**WHAT IS BEING ASKED:**
Count the lines below that contain "benchmarks". Answer with the number alone.

**SUPPLIED INFORMATION:**
********

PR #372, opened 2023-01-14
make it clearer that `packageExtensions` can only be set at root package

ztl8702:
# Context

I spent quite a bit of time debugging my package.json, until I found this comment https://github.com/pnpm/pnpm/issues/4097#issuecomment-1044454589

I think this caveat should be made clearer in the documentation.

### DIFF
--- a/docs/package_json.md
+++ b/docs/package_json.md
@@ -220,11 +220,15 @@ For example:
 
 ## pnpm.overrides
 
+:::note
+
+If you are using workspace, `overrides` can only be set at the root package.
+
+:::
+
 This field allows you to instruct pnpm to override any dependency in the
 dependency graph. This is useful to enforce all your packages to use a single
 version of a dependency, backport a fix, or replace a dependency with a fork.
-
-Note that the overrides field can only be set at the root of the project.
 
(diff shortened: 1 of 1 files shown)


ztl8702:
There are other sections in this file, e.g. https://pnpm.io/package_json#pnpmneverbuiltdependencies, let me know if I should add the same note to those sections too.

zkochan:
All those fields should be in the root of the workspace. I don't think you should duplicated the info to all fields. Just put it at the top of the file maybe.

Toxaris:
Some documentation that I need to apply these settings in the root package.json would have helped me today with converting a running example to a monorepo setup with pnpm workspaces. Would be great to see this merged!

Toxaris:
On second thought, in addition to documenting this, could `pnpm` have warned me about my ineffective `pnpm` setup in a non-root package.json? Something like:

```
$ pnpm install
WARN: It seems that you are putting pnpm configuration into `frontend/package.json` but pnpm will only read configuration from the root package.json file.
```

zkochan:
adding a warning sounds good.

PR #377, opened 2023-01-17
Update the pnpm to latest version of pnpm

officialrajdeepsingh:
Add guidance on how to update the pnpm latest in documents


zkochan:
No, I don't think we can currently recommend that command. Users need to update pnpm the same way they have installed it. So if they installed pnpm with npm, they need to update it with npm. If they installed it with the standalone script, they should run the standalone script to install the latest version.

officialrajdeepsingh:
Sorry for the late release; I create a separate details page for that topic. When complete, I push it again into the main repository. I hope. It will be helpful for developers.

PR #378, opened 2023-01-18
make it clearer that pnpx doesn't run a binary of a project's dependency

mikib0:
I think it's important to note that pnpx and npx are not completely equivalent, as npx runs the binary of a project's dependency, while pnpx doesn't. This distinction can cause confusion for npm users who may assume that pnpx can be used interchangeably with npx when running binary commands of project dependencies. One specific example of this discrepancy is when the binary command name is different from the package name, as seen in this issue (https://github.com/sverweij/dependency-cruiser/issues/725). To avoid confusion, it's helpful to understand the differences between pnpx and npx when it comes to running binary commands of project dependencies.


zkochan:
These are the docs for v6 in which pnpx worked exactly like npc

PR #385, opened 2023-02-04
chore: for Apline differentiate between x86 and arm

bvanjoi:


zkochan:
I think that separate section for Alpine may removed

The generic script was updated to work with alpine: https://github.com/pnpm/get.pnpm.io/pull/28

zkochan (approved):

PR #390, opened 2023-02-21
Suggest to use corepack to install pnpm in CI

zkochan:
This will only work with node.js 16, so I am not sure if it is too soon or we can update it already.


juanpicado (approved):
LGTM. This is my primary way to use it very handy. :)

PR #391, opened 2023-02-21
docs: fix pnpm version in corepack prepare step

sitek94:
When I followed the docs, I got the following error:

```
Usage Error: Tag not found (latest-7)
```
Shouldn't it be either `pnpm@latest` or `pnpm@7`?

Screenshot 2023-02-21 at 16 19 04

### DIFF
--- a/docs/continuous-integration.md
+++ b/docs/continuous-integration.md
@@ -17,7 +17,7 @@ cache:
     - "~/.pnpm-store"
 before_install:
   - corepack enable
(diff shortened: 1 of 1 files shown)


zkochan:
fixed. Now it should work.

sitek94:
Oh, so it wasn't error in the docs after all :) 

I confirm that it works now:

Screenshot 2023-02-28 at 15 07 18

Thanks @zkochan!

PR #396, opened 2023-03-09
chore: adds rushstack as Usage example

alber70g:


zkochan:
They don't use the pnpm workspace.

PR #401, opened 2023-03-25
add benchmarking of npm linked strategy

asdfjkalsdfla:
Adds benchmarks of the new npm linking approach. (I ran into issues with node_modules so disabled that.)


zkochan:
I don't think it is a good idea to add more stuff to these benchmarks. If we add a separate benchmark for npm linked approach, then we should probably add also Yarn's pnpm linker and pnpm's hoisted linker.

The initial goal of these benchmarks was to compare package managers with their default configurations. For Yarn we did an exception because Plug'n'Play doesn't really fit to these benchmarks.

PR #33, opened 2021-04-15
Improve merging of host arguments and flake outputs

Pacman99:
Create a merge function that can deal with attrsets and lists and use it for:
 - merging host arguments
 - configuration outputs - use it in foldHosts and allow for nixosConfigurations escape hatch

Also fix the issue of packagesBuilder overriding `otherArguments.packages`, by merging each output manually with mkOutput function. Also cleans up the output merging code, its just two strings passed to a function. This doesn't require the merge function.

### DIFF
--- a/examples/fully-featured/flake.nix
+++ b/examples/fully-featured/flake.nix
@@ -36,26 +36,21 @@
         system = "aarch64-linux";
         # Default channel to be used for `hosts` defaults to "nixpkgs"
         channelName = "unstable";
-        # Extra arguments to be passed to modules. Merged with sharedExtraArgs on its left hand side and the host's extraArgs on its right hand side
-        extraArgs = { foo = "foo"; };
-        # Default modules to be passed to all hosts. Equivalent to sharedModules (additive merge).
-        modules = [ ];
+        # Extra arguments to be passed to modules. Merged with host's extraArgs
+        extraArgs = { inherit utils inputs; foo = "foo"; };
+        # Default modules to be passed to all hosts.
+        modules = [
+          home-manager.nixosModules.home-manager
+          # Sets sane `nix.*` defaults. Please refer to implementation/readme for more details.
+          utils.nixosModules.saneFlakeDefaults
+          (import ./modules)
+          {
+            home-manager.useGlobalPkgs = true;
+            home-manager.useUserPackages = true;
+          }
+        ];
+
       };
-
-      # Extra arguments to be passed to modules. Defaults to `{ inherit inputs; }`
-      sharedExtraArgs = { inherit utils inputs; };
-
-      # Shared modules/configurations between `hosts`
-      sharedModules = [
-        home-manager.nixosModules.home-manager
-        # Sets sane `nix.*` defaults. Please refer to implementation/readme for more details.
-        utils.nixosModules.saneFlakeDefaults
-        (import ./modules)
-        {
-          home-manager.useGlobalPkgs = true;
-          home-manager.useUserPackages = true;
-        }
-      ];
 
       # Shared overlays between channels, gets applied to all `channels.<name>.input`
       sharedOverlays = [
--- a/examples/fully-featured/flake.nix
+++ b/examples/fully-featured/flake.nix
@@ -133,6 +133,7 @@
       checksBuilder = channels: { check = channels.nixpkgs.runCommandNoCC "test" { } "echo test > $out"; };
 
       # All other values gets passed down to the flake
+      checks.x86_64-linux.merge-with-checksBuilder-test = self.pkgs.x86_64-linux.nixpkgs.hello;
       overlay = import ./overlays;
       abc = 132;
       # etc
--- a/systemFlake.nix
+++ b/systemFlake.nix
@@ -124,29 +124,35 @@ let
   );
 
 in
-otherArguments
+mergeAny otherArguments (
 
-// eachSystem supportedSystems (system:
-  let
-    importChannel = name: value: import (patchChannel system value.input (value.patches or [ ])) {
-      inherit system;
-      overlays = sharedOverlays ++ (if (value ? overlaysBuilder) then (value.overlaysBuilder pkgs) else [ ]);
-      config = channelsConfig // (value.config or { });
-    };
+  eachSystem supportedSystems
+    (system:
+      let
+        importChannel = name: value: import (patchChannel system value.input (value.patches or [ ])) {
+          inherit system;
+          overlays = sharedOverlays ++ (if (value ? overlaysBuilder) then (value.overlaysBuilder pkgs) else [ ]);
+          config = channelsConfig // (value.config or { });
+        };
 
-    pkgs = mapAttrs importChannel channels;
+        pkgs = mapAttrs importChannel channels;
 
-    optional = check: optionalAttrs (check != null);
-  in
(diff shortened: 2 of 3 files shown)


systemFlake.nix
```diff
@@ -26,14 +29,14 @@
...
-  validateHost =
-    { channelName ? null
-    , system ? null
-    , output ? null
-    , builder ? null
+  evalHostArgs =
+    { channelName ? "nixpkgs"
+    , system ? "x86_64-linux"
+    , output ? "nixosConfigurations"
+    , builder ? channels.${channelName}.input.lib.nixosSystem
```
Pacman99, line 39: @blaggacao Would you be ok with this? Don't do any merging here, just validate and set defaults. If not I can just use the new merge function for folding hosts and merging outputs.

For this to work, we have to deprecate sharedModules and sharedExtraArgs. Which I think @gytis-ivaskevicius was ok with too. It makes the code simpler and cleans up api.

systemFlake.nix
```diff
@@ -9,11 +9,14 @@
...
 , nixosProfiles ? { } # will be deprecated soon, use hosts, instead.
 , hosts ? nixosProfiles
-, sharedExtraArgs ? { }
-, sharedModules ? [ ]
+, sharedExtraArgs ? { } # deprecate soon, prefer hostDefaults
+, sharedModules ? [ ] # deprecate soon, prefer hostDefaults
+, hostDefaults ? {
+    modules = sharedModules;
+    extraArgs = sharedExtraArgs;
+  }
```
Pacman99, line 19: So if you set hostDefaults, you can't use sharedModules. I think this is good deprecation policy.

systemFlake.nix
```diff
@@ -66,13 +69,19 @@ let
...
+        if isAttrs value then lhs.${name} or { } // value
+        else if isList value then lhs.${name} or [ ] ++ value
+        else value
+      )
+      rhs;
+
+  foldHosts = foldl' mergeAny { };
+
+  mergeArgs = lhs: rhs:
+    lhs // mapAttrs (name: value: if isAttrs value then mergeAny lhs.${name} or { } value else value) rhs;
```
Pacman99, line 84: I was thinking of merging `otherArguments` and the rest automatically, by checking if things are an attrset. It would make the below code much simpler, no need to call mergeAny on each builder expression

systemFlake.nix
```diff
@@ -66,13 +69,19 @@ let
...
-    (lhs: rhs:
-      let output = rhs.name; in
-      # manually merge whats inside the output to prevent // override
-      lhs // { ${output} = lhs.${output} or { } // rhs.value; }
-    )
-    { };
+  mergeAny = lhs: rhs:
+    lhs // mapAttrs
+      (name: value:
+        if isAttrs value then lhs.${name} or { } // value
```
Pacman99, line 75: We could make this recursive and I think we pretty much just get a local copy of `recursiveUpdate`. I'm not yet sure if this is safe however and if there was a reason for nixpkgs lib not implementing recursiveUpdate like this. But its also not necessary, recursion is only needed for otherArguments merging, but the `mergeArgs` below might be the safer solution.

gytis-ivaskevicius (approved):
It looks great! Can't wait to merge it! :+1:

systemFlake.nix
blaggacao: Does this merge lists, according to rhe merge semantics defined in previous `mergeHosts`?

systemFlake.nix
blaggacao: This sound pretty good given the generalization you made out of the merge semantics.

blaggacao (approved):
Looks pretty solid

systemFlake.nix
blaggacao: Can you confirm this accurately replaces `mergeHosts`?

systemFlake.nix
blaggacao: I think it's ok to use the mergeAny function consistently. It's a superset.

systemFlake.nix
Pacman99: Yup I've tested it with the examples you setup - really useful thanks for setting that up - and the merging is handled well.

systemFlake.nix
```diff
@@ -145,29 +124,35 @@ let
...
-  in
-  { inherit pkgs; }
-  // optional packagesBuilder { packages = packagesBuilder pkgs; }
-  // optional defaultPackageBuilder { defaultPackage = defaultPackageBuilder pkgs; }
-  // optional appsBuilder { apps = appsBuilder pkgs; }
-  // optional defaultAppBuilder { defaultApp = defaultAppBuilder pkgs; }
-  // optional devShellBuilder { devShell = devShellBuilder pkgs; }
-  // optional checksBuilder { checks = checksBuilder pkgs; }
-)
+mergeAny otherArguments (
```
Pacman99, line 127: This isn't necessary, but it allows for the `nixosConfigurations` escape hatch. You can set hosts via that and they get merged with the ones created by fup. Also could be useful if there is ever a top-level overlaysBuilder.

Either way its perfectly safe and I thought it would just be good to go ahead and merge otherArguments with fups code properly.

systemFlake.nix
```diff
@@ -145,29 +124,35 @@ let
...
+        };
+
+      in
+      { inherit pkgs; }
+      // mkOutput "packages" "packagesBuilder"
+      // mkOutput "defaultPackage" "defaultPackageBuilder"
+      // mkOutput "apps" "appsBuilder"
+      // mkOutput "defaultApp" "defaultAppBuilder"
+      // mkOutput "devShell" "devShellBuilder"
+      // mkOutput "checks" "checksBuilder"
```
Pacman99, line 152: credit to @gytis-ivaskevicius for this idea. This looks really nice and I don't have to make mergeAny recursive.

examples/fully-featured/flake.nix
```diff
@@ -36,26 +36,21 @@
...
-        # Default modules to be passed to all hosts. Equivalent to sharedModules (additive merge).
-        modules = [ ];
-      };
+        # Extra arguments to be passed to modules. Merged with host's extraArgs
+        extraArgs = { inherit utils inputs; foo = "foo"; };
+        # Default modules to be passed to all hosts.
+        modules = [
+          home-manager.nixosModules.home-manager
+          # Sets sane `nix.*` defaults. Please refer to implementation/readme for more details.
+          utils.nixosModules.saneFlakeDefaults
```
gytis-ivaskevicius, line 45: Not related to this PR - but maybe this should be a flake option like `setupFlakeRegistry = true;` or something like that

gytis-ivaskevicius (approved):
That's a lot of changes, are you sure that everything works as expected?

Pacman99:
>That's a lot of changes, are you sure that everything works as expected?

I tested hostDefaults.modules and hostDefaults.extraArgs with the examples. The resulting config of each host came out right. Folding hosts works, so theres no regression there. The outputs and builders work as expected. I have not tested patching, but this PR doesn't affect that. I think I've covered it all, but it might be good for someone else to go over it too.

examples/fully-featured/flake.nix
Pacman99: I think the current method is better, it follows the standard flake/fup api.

********

**OUTPUT:**
3